Este letrero verde recuerda que aquí estaba construido el estadio de Sarriá, antigua casa del Espanyol. Está ubicado en el barrio del mismo nombre, una de las zonas residenciales más tranquilas y costosas de Barcelona, y la historia detrás de esto es que en este lugar se jugó el Italia-Brasil del Mundial del 82.

Ese 5 de julio, el equipo de Telé Santana perdió 2-3 cuando lo único que necesitaba era empatar para meterse a semifinales. Esa tarde, Paolo Rossi compró la cuota inicial para ser goleador de aquel torneo. En ceros ante Polonia, Perú, Camerún y Argentina, le hizo tres a Waldir Peres, la mitad de los que convertiría en todo el campeonato.

La eliminación fue un golpe duro para los brasileños, que pocas veces se habían ilusionado tanto con una selección nacional, y en general para los hinchas del fútbol. En 1982 todos eran hinchas de Brasil, incluidos los colombianos. En tiempos en que nuestro equipo no clasificaba a los mundiales, la decisión natural era hacerles fuerza a brasileños o argentinos. 

Y cómo no querer a aquel Brasil, si era un equipazo. Peres en el arco; Luizinho, Leandro, Oscar y Junior en la defensa; Falcao, Sócrates, Toninho Cerezo y Zico en el medio, y Eder y Serginho arriba; fue el primer equipo del que me aprendí la titular de memoria. La gente habla mucho de la selección del 70 que sí, era extraordinaria, pero yo he visto partidos completos de aquel equipo y el del 82 me parece superior en muchos aspectos, lo que pasa es que la historia no lo favorece por no haber sido campeón. Así somos los hinchas: adoramos a los ganadores y ponemos el triunfo por encima de cuestiones estéticas y del corazón, por eso aún hay gente que dice que Messi no es el mejor futbolista de la historia porque no ha ganado un Mundial, cuando lo único que hay que hacer para ser el mejor es jugar mejor que los demás.

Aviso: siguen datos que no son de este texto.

PR #2341, opened 2025-10-09
STANEK: Add FragmentType to NS Enums

TheCleric:
This PR allows an end user to now be able to use the `FragmentType` enum so that they can use it to identify the type of fragments available or installed in Stanek's gift.

For example prior to this PR you would need to write code like this to find all of your active non-booster Fragments to know which to charge:

```ts
const nonBoosters = ns.stanek.activeFragments().filter(x => ns.stanek.fragmentDefinitions().filter(f => x.id === f.id)[0].type !== 18); // Booster = 18
```

This was both unintuitive and a bit brittle (what if Booster isn't 18 anymore in a future update?).

With access to the enum, the user can now do the more apparent version:

```ts
const nonBoosters = ns.stanek.activeFragments().filter(x => ns.stanek.fragmentDefinitions().filter(f => x.id === f.id)[0].type !== ns.enums.FragmentType.Booster);
```


catloversg:
You should add comments to the typecasting in `fragmentDefinitions` to explain why it's needed. Every time we use typecasting, we usually add comments explaining the rationale.

Before this PR, `Fragment.type` (in `NetscriptDefinitions.d.ts`) is a number, so we can return any value, as long as it's a number. Now, `Fragment.type` has a specific set of allowed values (from 3 to 18), according to the new `FragmentEnumType`. This is different from the internal `FragmentType` (from 0 to 18). This difference exists because we want to hide the internal values (None and Delete) and the unused value (HackingChance). The typecasting here assumes that there is no bug in our codebase and the fragment type cannot be anything among the hidden values.

Personally, I don't like this kind of assumption. When we expose a set of allowed values, that set is a rule, and we should enforce that rule via either TS type system or a runtime check. The best approach here is to refactor our code and remove those hidden values so the internal `FragmentType` becomes compatible with the new `FragmentEnumType`. Doing that is non-trivial, so I think we can make some compromises here. I suggest adding some comments explaining why we need the typecasting. I can handle the refactor in another PR later.

By the way, you should update the description of this PR. For example, you can explain the usage of `ns.enums.FragmentType.Booster` instead of a magic number. It's basically what you explained on Discord when I asked you why you needed this feature. This provides the context for future contributors.

TheCleric:
> Personally, I don't like this kind of assumption. When we expose a set of allowed values, that set is a rule, and we should enforce that rule via either TS type system or a runtime check. The best approach here is to refactor our code and remove those hidden values so the internal FragmentType becomes compatible with the new FragmentEnumType. Doing that is non-trivial, so I think we can make some compromises here. I suggest adding some comments explaining why we need the typecasting. I can handle the refactor in another PR later.

Entirely valid point. For now I'll filter those values out specifically so we know the cast is always valid.

> By the way, you should update the description of this PR. For example, you can explain the usage of ns.enums.FragmentType.Booster instead of a magic number. It's basically what you explained on Discord when I asked you why you needed this feature. This provides the context for future contributors.

👍

src/NetscriptFunctions/Stanek.ts
```diff
@@ -58,7 +58,22 @@ export function NetscriptStanek(): InternalAPI<IStanek> {
...
+      return Fragments.filter(
+        (f) =>
+          // Filter out internal values
+          f.type !== FragmentType.None &&
+          f.type !== FragmentType.Delete &&
+          // Filter out unused values
+          f.type !== FragmentType.HackingChance,
+      ).map(
+        (f) =>
+          // Cast as Netscript `Fragment` because it's property of `type` does not contain:
```
catloversg:
```suggestion
          // Cast as Netscript `Fragment` because its property of `type` does not contain:
```

src/NetscriptFunctions.ts
```diff
@@ -135,6 +136,7 @@ export const enums: NSEnums = {
   OrderType,
   BladeburnerActionType,
   SpecialBladeburnerActionTypeForSleeve,
+  FragmentType,
```
d0sboots: You're exposing the internal FragmentType here, which includes fields not defined in our external type.

TheCleric: Yes but due to the down type cast to the external `FragmentEnumType` they will never be shown to a user (and since they're not functions no risk of exposing internal code). Since all the entries in `NetscriptDefinitions.d.ts` are types and not values, we'd have to create yet another copy of the enum for that to work.

d0sboots: The enums are *objects*. Types don't come in to it; at runtime, there is only JavaScript, not typescript. This exposes objects which have fields defined for None, Deleted, etc., which we don't want users to see if they iterate over it.

And yes, I am saying to do this we will need an external version of the enum object.

catloversg: One option is to wait for my PR that refactors UI code and removes all hidden values. After that, it's fine to return the internal enum (i.e., no runtime check, no typecasting) because that enum is compatible with the newly defined type. I already finished the PoC, so it should be done soon.

It's up to you two.

d0sboots: I was going to suggest something like that, honestly these values shouldn't be in the internal enum either.

catloversg (approved):

TheCleric:
So at this point is there anything we still need changed?

PR #2342, opened 2025-10-10
MISC: Make TIX access independent from WSE account

catloversg:
This PR is the alternative of #2323. For context, please check https://github.com/bitburner-official/bitburner-src/pull/2323#issuecomment-3342368822.

The breaking change should not be a problem. Before this change, the stock market is only initialized after the player purchases a WSE account. It's pointless to purchase 4S Market Data before that, so I don't think anybody does that.

Before:

before

After:

after

### DIFF
--- a/src/ScriptEditor/NetscriptDefinitions.d.ts
+++ b/src/ScriptEditor/NetscriptDefinitions.d.ts
@@ -1637,8 +1637,8 @@ export interface TIX {
   /**
    * Purchase 4S Market Data UI access (UI only).
    *
-   * You need to have WSE account. Note that this feature only unlocks access to 4S Market Data on Stock Market UI. If
-   * you want to access 4S Market Data via NS APIs, you have to unlock "4S Market Data TIX API access" via
+   * You need to have a WSE account. Note that this feature only unlocks access to 4S Market Data in the Stock Market
+   * UI. If you want to access 4S Market Data via NS APIs, you have to unlock "4S Market Data TIX API access" via
    * {@link TIX.purchase4SMarketDataTixApi | purchase4SMarketDataTixApi}, which is unrelated to this feature.
    *
    * @remarks RAM cost: 2.5 GB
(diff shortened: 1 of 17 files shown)


src/ScriptEditor/NetscriptDefinitions.d.ts
```diff
@@ -1635,28 +1635,44 @@ export interface TIX {
   getForecast(sym: string): number;
 
   /**
-   * Purchase 4S Market Data Access.
+   * Purchase 4S Market Data UI access (UI only).
+   *
+   * You need to have WSE account. Note that this feature only unlocks access to 4S Market Data on Stock Market UI. If
```
```suggestion
   * You need to have a WSE account. Note that this feature only unlocks access to 4S Market Data in the Stock Market UI. If
```

src/ScriptEditor/NetscriptDefinitions.d.ts
```diff
@@ -1635,28 +1635,44 @@ export interface TIX {
...
    * @remarks RAM cost: 2.5 GB
    * @returns True if you successfully purchased it or if you already have access, false otherwise.
    */
   purchase4SMarketDataTixApi(): boolean;
 
   /**
-   * Purchase WSE Account.
+   * Purchase WSE account.
+   *
+   * You need to have this account to perform actions via Stock Market UI. Note that if you want to perform actions via
```
```suggestion
   * You need to have this account to perform actions via the Stock Market UI. Note that if you want to perform actions via
```

src/ScriptEditor/NetscriptDefinitions.d.ts
```diff
@@ -1635,28 +1635,44 @@ export interface TIX {
...
    * @remarks RAM cost: 2.5 GB
    * @returns True if you successfully purchased it or if you already have access, false otherwise.
    */
   purchaseWseAccount(): boolean;
 
   /**
-   * Purchase TIX API Access
+   * Purchase TIX API access.
+   *
+   * You need to have TIX API access to perform actions via NS APIs. Note that you can buy TIX API access without WSE
```
```suggestion
   * You need to have TIX API access to perform actions via NS APIs. Note that you can buy TIX API access without a WSE
```

d0sboots (commented):
Minor doc nits. The poll is close, but I'm comfortable calling it in this direction - the pricing and wording don't prevent anyone from using it or interpreting it the other way if that's what they want, so I don't see this as adding undue cognitive load.

PR #2345, opened 2025-10-10
CODEBASE: Follow-up of #2344

catloversg:
These changes should have been in #2344. This PR makes those "Over-the-top safety checks" the same in both implementations of `hack` CLI and `hack` NS API.

To be honest, these changes are useless. I thought about ignoring them but decided to commit it anyway.

### DIFF
--- a/src/Netscript/NetscriptHelpers.tsx
+++ b/src/Netscript/NetscriptHelpers.tsx
@@ -548,13 +548,14 @@ function hack(ctx: NetscriptContext, hostname: string, manual: boolean, opts: un
       let moneyDrained = server.moneyAvailable * percentHacked * threads;
 
       // Over-the-top safety checks
-      if (moneyDrained <= 0) {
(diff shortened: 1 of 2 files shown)


src/Netscript/NetscriptHelpers.tsx
```diff
@@ -548,13 +548,14 @@ function hack(ctx: NetscriptContext, hostname: string, manual: boolean, opts: un
       let moneyDrained = server.moneyAvailable * percentHacked * threads;
 
       // Over-the-top safety checks
-      if (moneyDrained <= 0) {
```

Yo era un niño en 1982 y aunque durante años no recordé detalles de ese partido, sí tengo claro el desasosiego que sentí después de la derrota. Como dijo alguna vez un amigo al respecto: “Ese día entendí que la vida podía ser una mierda”.  Yo no sé si llegué a tanto, pero me acuerdo de que no entendía nada. No me cabía en la cabeza que lo que estaba programado para ser una fiesta terminara en tragedia, y por qué algo tan perfecto podía fallar. Nunca nadie jugó como aquel equipo hasta que llegó el Barcelona de Guardiola. Entre uno y otro, Telé Santana tuvo su pequeña revancha con el São Paulo de los noventa, bicampeón de Libertadores y del mundo, dándoles un repaso al Barcelona de Cruyff y al Milan de Capello; casi nada.

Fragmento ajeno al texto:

PR #1171, opened 2024-03-18
IPVGO: Fix API documentation

catloversg:
Triple backticks cause trouble when we use `api-documenter`. This PR fixes it.

`<br/>` and 2 space characters after it (`  `) are intentional.
- `<br/>` create a line break.
- 2 space characters after `<br/>` create a line break when viewing in VS Code. IntelliJ IDEA does not need these ones.

Fixes #1149.

Alternative fix:
```
   * For example, a 5x5 board might look like this:
   *
   *[
   *
   *  "XX.O.",
   *
   *  "X..OO",
   *
   *  ".XO..",
   *
   *  "XXO.#",
   *
   *  ".XO.#",
   *
   *]
   *
   * Each string represents a vertical column on the board, and each character in the string represents a point.
```
This alternative fix makes the space between each line look too big, so I don't use it.

Main fix:
screenshot1

Alternative fix:
screenshot2

PR #2350, opened 2025-10-14
DOCUMENTATION: Use alternative fix for newline issue in IPvGO docs

catloversg:
In #1171, I fixed the newline issue with `<br/>` and 2 space characters. It works, but it comes with a downside: other contributors have to know that those space characters are intentional. However, some IDEs tend to remove them by default. #2137 mitigates this problem a bit.

While working on dnet PR, I see that these space characters are removed again. I think we should use the alternative fix that I mentioned in #1171. The space between each line looks too big, so I did not use it, but I changed my mind now.

### DIFF
--- a/.editorconfig
+++ b/.editorconfig
@@ -6,8 +6,5 @@ indent_size = 2
 trim_trailing_whitespace = true
 insert_final_newline = true
 
-[src/ScriptEditor/NetscriptDefinitions.d.ts]
-trim_trailing_whitespace = false
-
 [*.md]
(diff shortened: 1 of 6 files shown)


d0sboots:
I don't see this asked in the original PR: Can we solve this with &lt;pre>?

catloversg:
`<pre lang="javascript">` does not show the line break properly on GitHub and IDE(s). `<pre>` is the same.

Hover in VS Code:



Generated markdown:



View on GitHub UI:

PR #2354, opened 2025-10-17
CLI: Add --temporary flag to run command

catloversg:
This PR implements a suggestion on Discord:
```
Allow a --temporary [boolean] flag to be made universally available when launching a script from the Terminal, similar to the built-in -t [number] for thread count.

While it's entirely possible to work around this by making a mini launcher script that sets the flag, this feels like a very circumspect way of doing it.  A simple terminal flag would make more sense, in my opinion.

This is for cases where you want most of your scripts to persist (i.e. you don't want to set the 'all scripts are temporary' option), but may have a few exceptions that you would rather specifically exempt from being persisted: like a service or a controller that may be problematic if it starts up automatically on game load (or, alternatively, scripts you want to specifically allow to persist, despite having the option set for everything to be temporary). 
```

Test code:
```js
// a.js
/** @param {NS} ns */
  ns.tprint(`${ns.getScriptName()} ${ns.pid} ${ns.self().temporary}`);
  ns.run("b.js", { temporary: false });
  ns.run("b.js", { temporary: true });
}
```
```js
// b.js
/** @param {NS} ns */
  ns.tprint(`${ns.getScriptName()} ${ns.pid} (parent: ${ns.self().parent}) ${ns.self().temporary}`);
}
```

Capture


src/Terminal/HelpText.ts
```diff
@@ -417,17 +418,17 @@ export const HelpTexts: Record<string, string[]> = {
...
+    "only valid when running a script. The '-t' flag is used to indicate that the script should be run with the specified",
     "number of threads. If the flag is omitted, then the script will be run with a single thread by default. The",
-    "'--tail' flag is used to immediately open a tail window for the script being ran. And the '--ram-override'",
-    "flag is used to override the amount of ram (per thread) the script is ran with. If the script ends up using",
-    "more than that amount of ram it will crash. If any of the flags are used, then they MUST come immediately",
-    "after the script name.",
+    "'--tail' flag is used to immediately open a tail window for the script being ran. The '--ram-override' flag is used",
+    "to override the amount of ram (per thread) the script is ran with. If the script ends up using more than that",
+    "amount of ram it will crash. The '--temporary' flag is used to indicate that the script should be excluded from the",
+    "save data. If any of the flags are used, then they MUST come immediately after the script name.",
```
d0sboots: From my testing, I don't believe this part is actually true.

Optional: Mention `--` to end special args processing, if someone wants to explicitly pass one of these flags to their script.

catloversg: > From my testing, I don't believe this part is actually true.

Can you clarify with an example? Which line is wrong? Do you mean the "If any of the flags are used ..."?

d0sboots: You can use the flags in any order, interspersed with script flags.

catloversg: I don't think that sentence talks about the order between flags. It says the flags must be used after specifying the script name. For example, `run --tail a.js` is invalid.

Anyway, I rephrase it to make it clearer and mention the `--` trick.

Hoy el lugar donde estaba el viejo Sarriá sigue manteniendo la estructura imaginaria de un estadio de fútbol, con edificios alrededor a manera tribunas y un parque en la mitad, como si fuera la cancha, lo que hace todo más dramático. Fue llegar y tratar de ordenarme el viejo estadio en la cabeza, y una vez logrado, recorrer el sitio imaginando las graderías y los arcos donde ocurrió todo. Me dirán sobreactuado, pero se me fueron varias lágrimas, supongo que no tanto por el partido, sino por aquel niño de ocho años que impotente desde el televisor vio por primera vez en su vida cómo no siempre gana el que debería. 

Cuando al Sarriá lo volaron con explosivos en 1997, el Espanyol se mudó al estadio olímpico Lluís Companys hasta 2009, año en que se mudó al Cornellà-El Prat, su actual casa. El nuevo estadio está bien, es un escenario de primer nivel, pero sin mayor historia. Eso es lo que pasa con los estadios de hoy: son modernos, bonitos y funcionales, pero sin pasado, y encima están repetidos en masa, como si fueran un McDonald’s: entras a uno y ya los conoces todos. Treinta y seis años han pasado y el mito de ese Brasil-Italia se agiganta con el tiempo, a tal punto que cuando me hablan de estadios históricos, pienso automáticamente en el Maracaná, Wembley y el Sarriá.